# EXERCISE GOAL:
Among the entries that follow, count the lines with the word "github" and report the number by itself.

# INPUT FOR THIS TASK:
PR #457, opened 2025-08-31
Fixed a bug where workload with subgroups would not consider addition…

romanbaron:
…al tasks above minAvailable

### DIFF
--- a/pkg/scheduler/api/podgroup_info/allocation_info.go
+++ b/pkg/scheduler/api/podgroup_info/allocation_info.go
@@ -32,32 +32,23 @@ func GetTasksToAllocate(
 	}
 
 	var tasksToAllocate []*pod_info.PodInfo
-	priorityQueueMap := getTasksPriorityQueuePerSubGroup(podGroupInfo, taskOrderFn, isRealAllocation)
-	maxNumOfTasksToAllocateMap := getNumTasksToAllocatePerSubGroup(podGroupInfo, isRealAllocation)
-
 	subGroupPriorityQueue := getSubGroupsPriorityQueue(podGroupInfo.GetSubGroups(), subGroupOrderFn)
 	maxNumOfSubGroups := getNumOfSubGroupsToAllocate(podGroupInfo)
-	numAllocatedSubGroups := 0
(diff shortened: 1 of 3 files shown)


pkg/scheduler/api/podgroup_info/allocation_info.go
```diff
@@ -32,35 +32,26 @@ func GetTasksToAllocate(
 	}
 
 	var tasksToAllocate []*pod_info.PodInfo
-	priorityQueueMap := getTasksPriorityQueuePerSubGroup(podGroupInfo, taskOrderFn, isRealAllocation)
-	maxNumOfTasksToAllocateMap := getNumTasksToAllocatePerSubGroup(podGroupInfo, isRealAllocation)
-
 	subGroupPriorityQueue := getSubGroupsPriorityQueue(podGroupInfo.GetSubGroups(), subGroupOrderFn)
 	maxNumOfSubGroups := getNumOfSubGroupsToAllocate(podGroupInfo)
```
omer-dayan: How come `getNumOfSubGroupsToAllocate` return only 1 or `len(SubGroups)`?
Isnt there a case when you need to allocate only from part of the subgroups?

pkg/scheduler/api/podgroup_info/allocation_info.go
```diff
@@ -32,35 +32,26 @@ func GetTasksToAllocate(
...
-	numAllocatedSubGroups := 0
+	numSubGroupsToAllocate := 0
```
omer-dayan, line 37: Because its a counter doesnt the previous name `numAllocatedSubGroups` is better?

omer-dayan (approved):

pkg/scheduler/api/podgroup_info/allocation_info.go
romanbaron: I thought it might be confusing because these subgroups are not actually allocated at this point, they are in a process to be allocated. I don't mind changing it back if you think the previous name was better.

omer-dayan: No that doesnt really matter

...

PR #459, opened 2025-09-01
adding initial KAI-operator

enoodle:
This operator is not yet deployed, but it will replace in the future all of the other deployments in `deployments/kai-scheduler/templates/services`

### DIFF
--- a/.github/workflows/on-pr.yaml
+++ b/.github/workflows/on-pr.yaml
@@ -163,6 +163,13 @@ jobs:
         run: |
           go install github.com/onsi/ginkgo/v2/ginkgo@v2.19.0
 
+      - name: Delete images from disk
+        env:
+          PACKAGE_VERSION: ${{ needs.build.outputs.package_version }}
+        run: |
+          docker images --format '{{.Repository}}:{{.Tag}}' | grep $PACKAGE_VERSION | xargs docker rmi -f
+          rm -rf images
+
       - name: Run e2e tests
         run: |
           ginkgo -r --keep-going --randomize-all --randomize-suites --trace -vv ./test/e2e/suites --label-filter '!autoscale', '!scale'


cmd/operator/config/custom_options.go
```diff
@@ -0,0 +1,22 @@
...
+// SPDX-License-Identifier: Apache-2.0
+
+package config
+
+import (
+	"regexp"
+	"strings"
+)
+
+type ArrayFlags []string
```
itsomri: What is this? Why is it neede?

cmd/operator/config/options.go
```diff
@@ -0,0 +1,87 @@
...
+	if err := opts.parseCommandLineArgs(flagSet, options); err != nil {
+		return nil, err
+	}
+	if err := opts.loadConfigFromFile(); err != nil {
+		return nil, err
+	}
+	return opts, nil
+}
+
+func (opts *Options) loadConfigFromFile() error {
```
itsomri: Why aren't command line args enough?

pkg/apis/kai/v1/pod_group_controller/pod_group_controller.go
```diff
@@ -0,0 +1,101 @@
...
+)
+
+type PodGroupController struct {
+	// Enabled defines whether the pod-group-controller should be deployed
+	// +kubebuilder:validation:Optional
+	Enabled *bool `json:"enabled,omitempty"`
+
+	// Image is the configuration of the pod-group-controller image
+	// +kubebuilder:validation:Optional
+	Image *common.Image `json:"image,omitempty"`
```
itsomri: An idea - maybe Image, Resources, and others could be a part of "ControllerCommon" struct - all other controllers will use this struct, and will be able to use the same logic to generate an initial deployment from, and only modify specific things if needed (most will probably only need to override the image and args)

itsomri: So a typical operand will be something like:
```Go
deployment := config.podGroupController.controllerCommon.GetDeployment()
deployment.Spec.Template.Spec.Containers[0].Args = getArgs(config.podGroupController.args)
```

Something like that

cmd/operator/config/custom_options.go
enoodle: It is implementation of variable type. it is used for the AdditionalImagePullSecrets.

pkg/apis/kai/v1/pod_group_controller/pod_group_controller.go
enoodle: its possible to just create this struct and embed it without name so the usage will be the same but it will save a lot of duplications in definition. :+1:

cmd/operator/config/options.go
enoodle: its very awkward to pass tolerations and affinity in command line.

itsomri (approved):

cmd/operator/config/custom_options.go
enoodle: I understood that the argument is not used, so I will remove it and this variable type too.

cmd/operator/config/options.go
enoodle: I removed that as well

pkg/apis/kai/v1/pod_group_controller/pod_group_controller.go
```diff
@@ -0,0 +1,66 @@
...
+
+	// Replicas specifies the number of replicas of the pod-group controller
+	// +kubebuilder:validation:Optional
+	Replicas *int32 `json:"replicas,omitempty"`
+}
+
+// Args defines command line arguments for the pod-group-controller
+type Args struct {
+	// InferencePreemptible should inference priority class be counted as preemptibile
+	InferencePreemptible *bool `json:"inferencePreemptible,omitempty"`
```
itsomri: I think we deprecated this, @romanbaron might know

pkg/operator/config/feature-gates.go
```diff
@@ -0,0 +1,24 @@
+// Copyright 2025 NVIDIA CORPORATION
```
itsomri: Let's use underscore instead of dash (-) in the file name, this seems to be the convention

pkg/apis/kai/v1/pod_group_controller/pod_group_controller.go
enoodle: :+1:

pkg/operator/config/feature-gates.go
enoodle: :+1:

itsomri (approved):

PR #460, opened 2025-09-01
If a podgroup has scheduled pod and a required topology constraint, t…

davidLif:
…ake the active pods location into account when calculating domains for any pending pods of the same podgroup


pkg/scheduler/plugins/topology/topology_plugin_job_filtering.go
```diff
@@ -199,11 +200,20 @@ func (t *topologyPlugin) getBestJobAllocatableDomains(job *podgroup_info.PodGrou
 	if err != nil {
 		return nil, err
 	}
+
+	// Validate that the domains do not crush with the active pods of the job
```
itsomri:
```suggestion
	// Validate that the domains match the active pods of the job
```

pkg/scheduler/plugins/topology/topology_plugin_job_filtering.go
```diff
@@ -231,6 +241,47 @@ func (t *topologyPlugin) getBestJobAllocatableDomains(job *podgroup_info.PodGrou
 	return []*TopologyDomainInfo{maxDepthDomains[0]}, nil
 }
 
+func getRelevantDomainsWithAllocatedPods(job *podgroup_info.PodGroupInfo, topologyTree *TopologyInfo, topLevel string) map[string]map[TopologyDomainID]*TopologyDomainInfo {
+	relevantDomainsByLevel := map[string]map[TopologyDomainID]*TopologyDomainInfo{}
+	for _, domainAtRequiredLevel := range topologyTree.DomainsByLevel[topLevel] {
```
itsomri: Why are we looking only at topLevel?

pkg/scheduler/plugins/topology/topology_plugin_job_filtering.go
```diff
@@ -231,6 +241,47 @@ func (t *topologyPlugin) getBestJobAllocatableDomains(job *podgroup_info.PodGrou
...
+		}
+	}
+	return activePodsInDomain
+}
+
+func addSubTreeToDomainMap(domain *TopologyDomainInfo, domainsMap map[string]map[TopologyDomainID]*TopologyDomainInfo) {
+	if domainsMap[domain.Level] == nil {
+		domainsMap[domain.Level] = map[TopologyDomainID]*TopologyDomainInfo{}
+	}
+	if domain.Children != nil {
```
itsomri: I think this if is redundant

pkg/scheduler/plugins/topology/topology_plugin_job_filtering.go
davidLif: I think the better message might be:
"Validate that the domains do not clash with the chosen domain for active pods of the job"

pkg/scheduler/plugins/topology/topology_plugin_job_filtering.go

# THE COMPLETED TASK:
3